◆ **WHAT YOU NEED TO DO**: Lines in the listing below may contain the string "design". Say how many do, giving only the number.

◆ **DATA SHOWN**:
PR #1339, opened 2026-08-19
fix: refresh token cache last_traded from balance deltas

brunoguerios:
## Problem

The `rpc` command serves `/v1/tokens` from the in-memory token cache (#1302), but its `last_traded` timestamps freeze at the startup snapshot. Tokens first traded after boot stay excluded from every "traded within N days" filter, and the gap grows with pod uptime. Raised three times in the #1302 review. ENG-6330.

## Root cause

`last_traded` converges through write-through on balance writes only. The delta refresh polls `token.modified_ts`, and a balance write never touches the token row, so no balance signal crosses process boundaries. A process that serves queries without indexing balances gets no updates at all.

## Fix

`refresh` now runs two polls per tick behind two sync markers:

1. `refresh_tokens` — the existing `token.modified_ts` poll.
2. `refresh_balances` — newest `component_balance_default.valid_from` per token, chain-filtered, fed into the idempotent `update_last_traded`.

Both use the existing 600s overlap window and advance their marker only on success. The token poll runs first, so a token and its first trade arriving in the same window apply in order.

A new migration indexes `component_balance_default (valid_from)`, created `CONCURRENTLY` — the table is large on Base and on the extractor's hot write path.

## Notes for reviewers

- The index migration is the repo's first non-transactional migration: `metadata.toml` with `run_in_transaction = false`. `embed_migrations!` and the diesel CLI both honor it.
- Ship the migration before the poll; without the index the poll scans the default partition.
- The module docs lose the `last_traded` known-limit paragraph. `enable_token_cache()` stays on  for `rpc`.

### DIFF
--- a/crates/tycho-storage/CLAUDE.md
+++ b/crates/tycho-storage/CLAUDE.md
@@ -39,8 +39,9 @@ and `apply_versioning()` utility consumed by `contract` and `protocol`.
 
 `token_cache` holds an in-memory copy of the token tables so `get_tokens` never touches SQL.
 Opt-in via `GatewayBuilder::enable_token_cache()` (the `index` and `rpc` commands enable it;
-the token-analysis job does not). Kept fresh by write-through on token/balance writes plus a
-periodic `modified_ts` delta poll for out-of-process writers. See the module docs for design.
+the token-analysis job does not). Kept fresh by write-through on token/balance writes plus
+periodic delta polls (`token.modified_ts` and `component_balance_default.valid_from`) for
+out-of-process writers. See the module docs for design.
 
 ## Write Order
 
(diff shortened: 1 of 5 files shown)


zizou0x:
I didn't get it, isn't it updated live by https://github.com/propeller-heads/tycho/pull/1302/changes#diff-d0c7eb13bbba8004947c381f95fb16086ea66bbbe90004d63815797899bf7e7eR1426 ?

From my review https://github.com/propeller-heads/tycho/pull/1302#discussion_r3757240335 it's only affecting when we use RPC only mode, which we almost never use

brunoguerios:
> I didn't get it, isn't it updated live by https://github.com/propeller-heads/tycho/pull/1302/changes#diff-d0c7eb13bbba8004947c381f95fb16086ea66bbbe90004d63815797899bf7e7eR1426 ?
> 
> From my review [#1302 (comment)](https://github.com/propeller-heads/tycho/pull/1302#discussion_r3757240335) it's only affecting when we use RPC only mode, which we almost never use

Yes, you're right that this affects RPC only. Problem here is that cache was enabled in the RPC endpoint. We must either revert that or make sure the cache is serving correct/up-to-date data (which is the fix from this PR).
Do we have an expectation on the future usage of this? Intuitively I'd say it's more future proof to have this fixed and serving cached data. And the cost doesn't seem to be significant (i.e. one added index).
Let me know if you disagree.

◆ **WRITTEN REPLY**: 2